What you are asked to do - Restate each record word for word, from the first to the last.

Dataset entries -
Issue #777, opened 2020-09-30
aws/to_ptr  same address?


hacker65536:
Confirm by changing [ ] to [x] below to ensure that it's a bug:
- [x] I've gone though the [API reference](https://docs.aws.amazon.com/sdk-for-go/v2/api/)
- [x] I've checked [AWS Forums](https://forums.aws.amazon.com) and [StackOverflow](https://stackoverflow.com/questions/tagged/aws-sdk-go) for answers
- [x] I've searched for [previous similar issues](https://github.com/aws/aws-sdk-go-v2/issues) and didn't find any solution
  
**Describe the bug**
This code gives only one result.
```go
package main

import (
	"context"
	"encoding/json"
	"fmt"

	"github.com/aws/aws-sdk-go-v2/aws"
	"github.com/aws/aws-sdk-go-v2/config"
	"github.com/aws/aws-sdk-go-v2/service/ec2"
)

func main() {

	cfg, err := config.LoadDefaultConfig()
	if err != nil {
		panic("unable to load SDK config, " + err.Error())
	}

	svc := ec2.NewFromConfig(cfg)

	ids := []string{
		"i-0a70c779ab9ea03b3",
		"i-06dde7896483e8f86",
	}

	params := &ec2.DescribeInstancesInput{
		InstanceIds: aws.StringSlice(ids),
	}
	resp, err := svc.DescribeInstances(context.Background(), params)
	if err != nil {
		panic("failed to describe instances, " + err.Error())
	}

	r, _ := json.Marshal(resp.Reservations)
	fmt.Println(string(r))
}
```

Is this correct?
https://github.com/aws/aws-sdk-go-v2/blob/4a1d0a5a322eda3296ed32a9fa7b811db5f6c684/aws/to_ptr.go#L66-L75

**Version of AWS SDK for Go?**
v0.25.0

**Version of Go (`go version`)?**
 go1.15.2 linux/amd64

**To Reproduce (observed behavior)**

https://play.golang.org/p/3P1K30uzW-W

**Expected behavior**

https://play.golang.org/p/FdZT_wMM0iR

**Additional context**

skmcgrail:
Thanks for the report @hacker65536  this has been addressed and included in yesterdays [v0.26.0](https://github.com/aws/aws-sdk-go-v2/releases/tag/v0.26.0) release.

PR #778, opened 2020-09-30
fix to_ptr address

shogo82148:
fixes https://github.com/aws/aws-sdk-go-v2/issues/777

### DIFF
--- a/aws/to_ptr.go
+++ b/aws/to_ptr.go
@@ -14,6 +14,7 @@ func Bool(v bool) *bool {
 func BoolSlice(vs []bool) []*bool {
 	ps := make([]*bool, len(vs))
 	for i, v := range vs {
+		v := v
 		ps[i] = &v
 	}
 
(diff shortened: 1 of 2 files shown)


jasdel (commented):
Thanks for taking the time to create this PR @shogo82148 in both the v2 SDK and `smithy-go` repository. I'd like to see if it is possible to use Go aliases to refer to the `smithy-go` `ptr` pkg's implementation without needing to copy/redefine it here in the SDK repository. There may be godoc issues that prevent this though, which in that case we can just keep the copy pattern.

jasdel:
Thanks for creating this PR @shogo82148 I went a head and change the v2 SDK's behavior to rely on code gen wrappers around the `smithy-go` implementation so we only have one implementation to be concerned about.

Lets use https://github.com/aws/aws-sdk-go-v2/pull/781 for fixing this issue in the v2 SDK.

PR #781, opened 2020-09-30
 aws: Update From/To pointer utilities to delegate to smithy-go

jasdel:
Updates the From and To pointer helper utilities to delegating to the smithy-go implementation instead of duplicating it. The wrappers are code generated based on the smithy-go/ptr definitions.

Related to https://github.com/aws/aws-sdk-go-v2/pull/778 and https://github.com/awslabs/smithy-go/pull/191

### DIFF
--- a/aws/doc.go
+++ b/aws/doc.go
@@ -55,5 +55,7 @@
 // value of the SDK's Config type when creating a Session or service client.
 package aws
 
+// generate.go uses a build tag of "ignore", go run doesn't need to specify
+// this because go run ignores all build flags when running a go file directly.
 //go:generate go run -tags codegen generate.go
 //go:generate gofmt -w -s .


aws/generate.go
```diff
@@ -0,0 +1,117 @@
+// +build ignore
```
skmcgrail, line 1: Should this be codegen? See the `go:generate` command in `doc.go`.

jasdel: not i this case the `generate.go` file is supposed to use a magical `+build ignore` tag that will only be enabled when `go generate` is called, which will implicitly add the tag.

jasdel: will update docs for `go:generate` command to clarify this behavior with `ignore`

skmcgrail (approved):

PR #782, opened 2020-09-30
Override ml endpoint with PredictEndpoint if set

JordonPhillips:

### DIFF
--- a/service/machinelearning/internal/customizations/doc.go
+++ b/service/machinelearning/internal/customizations/doc.go
@@ -1,0 +1,13 @@
+/*
+Package customizations provides customizations for the Machine Learning API client.
+
+The Machine Learning API client uses one customization to support the PredictEndpoint
+input parameter.
+
+Predict Endpoint
+
+The predict endpoint customization runs after normal endpoint resolution happens. If
+the user has provided a value for PredictEndpoint then this customization will
+overwrite the request's endpoint with that value.
+ */
+package customizations


service/machinelearning/internal/customizations/predictendpoint.go
```diff
@@ -0,0 +1,61 @@
...
+	smithyhttp "github.com/awslabs/smithy-go/transport/http"
+	"net/url"
+)
+
+type fetchPredictEndpointFunc func(interface{}) (*string, error)
+
+// AddPredictEndpointMiddleware adds the middleware required to set the endpoint
+// based on Predict's PredictEndpoint input member.
+func AddPredictEndpointMiddleware(stack *middleware.Stack, endpoint fetchPredictEndpointFunc) {
+	stack.Serialize.Insert(&predictEndpointMiddleware{}, "ResolveEndpoint", middleware.After)
```
jasdel, line 17: At some point we need to figure out a strategy for these middleware IDs and be constants somehow. Potentially with middleware slots, this may be easier. https://github.com/awslabs/smithy-go/issues/156

service/machinelearning/internal/customizations/predictendpoint.go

Reply to the task -
Issue #777, opened 2020-09-30
aws/to_ptr  same address?


hacker65536:
Confirm by changing [ ] to [x] below to ensure that it's a bug:
- [x] I've gone though the [API reference](https://docs.aws.amazon.com/sdk-for-go/v2/api/)
- [x] I've checked [AWS Forums](https://forums.aws.amazon.com) and [StackOverflow](https://stackoverflow.com/questions/tagged/aws-sdk-go) for answers
- [x] I've searched for [previous similar issues](https://github.com/aws/aws-sdk-go-v2/issues) and didn't find any solution
  
**Describe the bug**
This code gives only one result.
```go
package main

import (
	"context"
	"encoding/json"
	"fmt"

	"github.com/aws/aws-sdk-go-v2/aws"
	"github.com/aws/aws-sdk-go-v2/config"
	"github.com/aws/aws-sdk-go-v2/service/ec2"
)

func main() {

	cfg, err := config.LoadDefaultConfig()
	if err != nil {
		panic("unable to load SDK config, " + err.Error())
	}

	svc := ec2.NewFromConfig(cfg)

	ids := []string{
		"i-0a70c779ab9ea03b3",
		"i-06dde7896483e8f86",
	}

	params := &ec2.DescribeInstancesInput{
		InstanceIds: aws.StringSlice(ids),
	}
	resp, err := svc.DescribeInstances(context.Background(), params)
	if err != nil {
		panic("failed to describe instances, " + err.Error())
	}

	r, _ := json.Marshal(resp.Reservations)
	fmt.Println(string(r))
}
```

Is this correct?
https://github.com/aws/aws-sdk-go-v2/blob/4a1d0a5a322eda3296ed32a9fa7b811db5f6c684/aws/to_ptr.go#L66-L75

**Version of AWS SDK for Go?**
v0.25.0

**Version of Go (`go version`)?**
 go1.15.2 linux/amd64

**To Reproduce (observed behavior)**

https://play.golang.org/p/3P1K30uzW-W

**Expected behavior**

https://play.golang.org/p/FdZT_wMM0iR

**Additional context**

skmcgrail:
Thanks for the report @hacker65536  this has been addressed and included in yesterdays [v0.26.0](https://github.com/aws/aws-sdk-go-v2/releases/tag/v0.26.0) release.

PR #778, opened 2020-09-30
fix to_ptr address

shogo82148:
fixes https://github.com/aws/aws-sdk-go-v2/issues/777

### DIFF
--- a/aws/to_ptr.go
+++ b/aws/to_ptr.go
@@ -14,6 +14,7 @@ func Bool(v bool) *bool {
 func BoolSlice(vs []bool) []*bool {
 	ps := make([]*bool, len(vs))
 	for i, v := range vs {
+		v := v
 		ps[i] = &v
 	}
 
(diff shortened: 1 of 2 files shown)


jasdel (commented):
Thanks for taking the time to create this PR @shogo82148 in both the v2 SDK and `smithy-go` repository. I'd like to see if it is possible to use Go aliases to refer to the `smithy-go` `ptr` pkg's implementation without needing to copy/redefine it here in the SDK repository. There may be godoc issues that prevent this though, which in that case we can just keep the copy pattern.

jasdel:
Thanks for creating this PR @shogo82148 I went a head and change the v2 SDK's behavior to rely on code gen wrappers around the `smithy-go` implementation so we only have one implementation to be concerned about.

Lets use https://github.com/aws/aws-sdk-go-v2/pull/781 for fixing this issue in the v2 SDK.

PR #781, opened 2020-09-30
 aws: Update From/To pointer utilities to delegate to smithy-go

jasdel:
Updates the From and To pointer helper utilities to delegating to the smithy-go implementation instead of duplicating it. The wrappers are code generated based on the smithy-go/ptr definitions.

Related to https://github.com/aws/aws-sdk-go-v2/pull/778 and https://github.com/awslabs/smithy-go/pull/191

### DIFF
--- a/aws/doc.go
+++ b/aws/doc.go
@@ -55,5 +55,7 @@
 // value of the SDK's Config type when creating a Session or service client.
 package aws
 
+// generate.go uses a build tag of "ignore", go run doesn't need to specify
+// this because go run ignores all build flags when running a go file directly.
 //go:generate go run -tags codegen generate.go
 //go:generate gofmt -w -s .


aws/generate.go
```diff
@@ -0,0 +1,117 @@
+// +build ignore
```
skmcgrail, line 1: Should this be codegen? See the `go:generate` command in `doc.go`.

jasdel: not i this case the `generate.go` file is supposed to use a magical `+build ignore` tag that will only be enabled when `go generate` is called, which will implicitly add the tag.

jasdel: will update docs for `go:generate` command to clarify this behavior with `ignore`

skmcgrail (approved):

PR #782, opened 2020-09-30
Override ml endpoint with PredictEndpoint if set

JordonPhillips:

### DIFF
--- a/service/machinelearning/internal/customizations/doc.go
+++ b/service/machinelearning/internal/customizations/doc.go
@@ -1,0 +1,13 @@
+/*
+Package customizations provides customizations for the Machine Learning API client.
+
+The Machine Learning API client uses one customization to support the PredictEndpoint
+input parameter.
+
+Predict Endpoint
+
+The predict endpoint customization runs after normal endpoint resolution happens. If
+the user has provided a value for PredictEndpoint then this customization will
+overwrite the request's endpoint with that value.
+ */
+package customizations


service/machinelearning/internal/customizations/predictendpoint.go
```diff
@@ -0,0 +1,61 @@
...
+	smithyhttp "github.com/awslabs/smithy-go/transport/http"
+	"net/url"
+)
+
+type fetchPredictEndpointFunc func(interface{}) (*string, error)
+
+// AddPredictEndpointMiddleware adds the middleware required to set the endpoint
+// based on Predict's PredictEndpoint input member.
+func AddPredictEndpointMiddleware(stack *middleware.Stack, endpoint fetchPredictEndpointFunc) {
+	stack.Serialize.Insert(&predictEndpointMiddleware{}, "ResolveEndpoint", middleware.After)
```
jasdel, line 17: At some point we need to figure out a strategy for these middleware IDs and be constants somehow. Potentially with middleware slots, this may be easier. https://github.com/awslabs/smithy-go/issues/156

service/machinelearning/internal/customizations/predictendpoint.go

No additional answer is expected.